With community projects taking place all over Austin this weekend, many students plan on doing their part to help keep Austin beautiful.
Since 1985, local nonprofit Keep Austin Beautiful has organized bimonthly and annual cleanups throughout the Austin area with the hopes of maintaining the communities beauty. This Saturday, the annual “Keep Austin Beautiful Day,” formerly known as “Clean Sweep,” will bring together volunteers from all over Austin to clean up city neighborhoods and parks. With the project happening minutes from campus, many students take the day as an opportunity to give back and rack up volunteer hours. Student org UT Green Greeks, in conjunction with KAB, will host a West Campus cleanup Sunday morning.
Keep Austin Beautiful’s Director of Community Engagement Myrriah Gossett said the event’s name change is to acknowledge the event’s growth and its volunteers who do more than just clean streets. Gossett assured returning volunteers that the new name will not affect the events procedures.
“As the day has continued to grow, we’ve realized that people were doing more than just cleanups, and so we officially rebranded it this year as “Keep Austin Beautiful Day” to recognized all the volunteers for all of the work that they were doing,” Gossett said. “Volunteers can expect the same support and guidance when asked for, as well as supplies that they normally get.”

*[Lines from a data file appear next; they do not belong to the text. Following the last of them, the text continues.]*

PR #635, opened 2019-12-31
feat: table tests should point to test code

### LINKED ISSUE #515: Correct code location for table driven tests
For table driven tests, the code location is always showing https://github.com/onsi/ginkgo/blob/master/extensions/table/table_entry.go#L46 which is not correct. This should be a useful feature for some testers.

Is it possible to call PutItNode directly with correct call depth like this? https://github.com/onsi/ginkgo/blob/master/ginkgo_dsl.go#L375

sethp-nr:
Previously, ginkgo would identify the code locations of the failing
Entry or DescribeTable as part of the
ginkgo/extensions/table/table_entry.go or
ginkgo/extensions/table/table.go files, respectively.

When there are a large number of table entries, it is more desirable to
provide the line numbers of the table and table entry directly to
facilitate jumping to the relevant section of the test code.

Fixes #515

### DIFF
--- a/extensions/table/table_entry.go
+++ b/extensions/table/table_entry.go
@@ -4,6 +4,8 @@ import (
 	"reflect"
 
 	"github.com/onsi/ginkgo"
+	"github.com/onsi/ginkgo/internal/codelocation"
+	"github.com/onsi/ginkgo/types"
 )
 
 /*
@@ -12,13 +14,15 @@ TableEntry represents an entry in a table test.  You generally use the `Entry` c
 type TableEntry struct {
 	Description string
 	Parameters  []interface{}
-	Pending     bool
-	Focused     bool
+	Flag        types.FlagType
+
+	// TODO: what if this isn't set?
+	codeLocation types.CodeLocation
 }
 
 func (t TableEntry) generateIt(itBody reflect.Value) {
-	if t.Pending {
-		ginkgo.PIt(t.Description)
+	if t.Flag == types.FlagTypePending {
+		ginkgo.ExplicitItNode(t.Description, func() {}, types.FlagTypePending, t.codeLocation, 0)
 		return
 	}
 
@@ -33,15 +37,9 @@ func (t TableEntry) generateIt(itBody reflect.Value) {
 		}
 	}
 
-	body := func() {
+	ginkgo.ExplicitItNode(t.Description, func() {
 		itBody.Call(values)
-	}
-
-	if t.Focused {
-		ginkgo.FIt(t.Description, body)
-	} else {
-		ginkgo.It(t.Description, body)
-	}
+	}, t.Flag, t.codeLocation, 0)
 }
 
 /*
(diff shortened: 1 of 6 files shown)


ansd:
Hey @sethp-nr, 

Thanks a lot for your PR.
@dpb587-pivotal and I had a look at it last week.
We like it, the changes are good and working, in particular the integration tests!
However, there are a couple of points which I'm going to provide in-line review.
Inspired by your PR, I created #666.
I would be happy about your feedback / thoughts.

ginkgo_dsl.go
```diff
@@ -615,6 +615,22 @@ func AfterEach(body interface{}, timeout ...float64) bool {
...
+}
+
+//ExplicitContainerNode adds a fully-specified Container node to the global context.  This function is
+//largely only useful for meta-programming or adding on to the Ginkgo DSL, when writing normal test
+//cases it's best to use one of the others.
+func ExplicitContainerNode(text string, body func(), flag types.FlagType, codeLocation types.CodeLocation) bool {
+	globalSuite.PushContainerNode(text, body, flag, codeLocation)
+	return true
+}
+
```
ansd, line 633: Also exporting these two functions works, it's not ideal. Every user which imports `github.com/onsi/ginkgo` will have access to these functions although these are only internal helper functions.

integration/run_test.go
```diff
@@ -353,6 +354,41 @@ var _ = Describe("Running Specs", func() {
...
+
+			// The entry
+			Ω(output).Should(
+				ContainSubstring("failing_table_tests/failing_table_tests_test.go:14"),
+				"point to the failing entry")
+			Ω(output).ShouldNot(MatchRegexp(`github.com/onsi/ginkgo/extensions/table/table_entry.go:\[\d+\]`))
+
+			Ω(output).Should(
+				ContainSubstring("failing_table_tests/failing_table_tests_test.go:12"),
+				"point to the failing assertion")
```
ansd, line 388: It's cool that you provide the optional test description given the complexity of the test.

extensions/table/table_entry.go
```diff
@@ -12,13 +14,15 @@ TableEntry represents an entry in a table test.  You generally use the `Entry` c
 type TableEntry struct {
 	Description string
 	Parameters  []interface{}
-	Pending     bool
-	Focused     bool
+	Flag        types.FlagType
```
ansd, line 17: I also first thought it's a good idea to use the single `Flag` field instead of `Pending` and `Focused`. I'm not sure since I haven't written the original code but it looks like the `Pending` and `Focused` fields are there on purpose since they are exported to the user?
Also, if we use do this change, we will break all users who construct a `TableEntry` directly (rather than using the `(F/P/X)Entry` constructors). Looking at the go docs for [TableEntry](https://github.com/onsi/ginkgo/blob/master/extensions/table/table_entry.go#L12), they state

> TableEntry represents an entry in a table test. You **generally** use the `Entry` constructor.

Although I've not seen people constructing the `TableEntry` directly, some people might do in which case we would break them with these changes.

extensions/table/table_entry.go
```diff
@@ -12,13 +14,15 @@ TableEntry represents an entry in a table test.  You generally use the `Entry` c
...
+
+	// TODO: what if this isn't set?
```
ansd, line 19: Good point. I don't have a clear answer. In #666 I just print the surrounding `DescribeTable` whenever it's not set.

extensions/table/table_entry.go
```diff
@@ -33,15 +37,9 @@ func (t TableEntry) generateIt(itBody reflect.Value) {
...
+	ginkgo.ExplicitItNode(t.Description, func() {
 		itBody.Call(values)
-	}
-
-	if t.Focused {
-		ginkgo.FIt(t.Description, body)
-	} else {
-		ginkgo.It(t.Description, body)
-	}
+	}, t.Flag, t.codeLocation, 0)
```
ansd, line 42: The last `0` argument does not look correct?
You pass it further to `ExplicitItNode` where it becomes the timeout for `PushItNode` which would result in a timeout of 0 seconds [here](https://github.com/onsi/ginkgo/blob/1ea49cf36e84a951dd339c6da927162766ac81c4/ginkgo_dsl.go#L622) rather than the default timeout of 1 second defined [here](https://github.com/onsi/ginkgo/blob/1ea49cf36e84a951dd339c6da927162766ac81c4/ginkgo_dsl.go#L620).

sethp-nr:
That's all great feedback, thanks! It looks like your PR #666 captured all the valuable parts to me, let's close this in favor of that one :)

This year, Gossett said the organization expects about 4,000 volunteers across 110 project locations. For those who want to get in on the cleaning action, the organization’s website has a list of projects that are still looking for helping hands.
“We have some large groups coming from tech companies like Facebook and everyone who’s moved their lovely offices here,” Gossett said. “But it’s also a mix of neighborhoods and neighborhood associations doing great work, too.”
With the help of KAB, UT Green Greeks will host its own West Campus cleanup the next day to close out Keep Austin Beautiful Day. Focusing on educating students on the importance of green habits, Kylee Ward, a civil engineering senior and co-project leader of Green Greeks, said the West Campus cleanup welcomes all students.
“Even if we pick up just a few bags of trash, as long we’re educating more people about recycling and going green that will have an even bigger impact in the long run I think,” Ward said. “Before we give them the equipment to go out, we educate them to make sure you’re avoiding this, to make sure it’s gotta be a certain kind of clean to use your best judgment on if it’s recyclable still.”
Katia Eaton, a sustainability and economics sophomore and Green Greeks co-project leader, said it’s students’ responsibility to be mindful of their impact on the environment of the community. She said the West Campus cleanup is a good way to remind students of this responsibility.
“Because a lot of West Campus is Greek life, it’s really important that we are monitoring the impact that the community has on the area around us” Eaton said. “West Campus in general is mostly students, and so to be able to have a student organization go in and make sure we’re doing our best to be as sustainable as possible and looking after each other and holding each other accountable for the waste that we are producing (is) a really awesome thing that we can be doing.”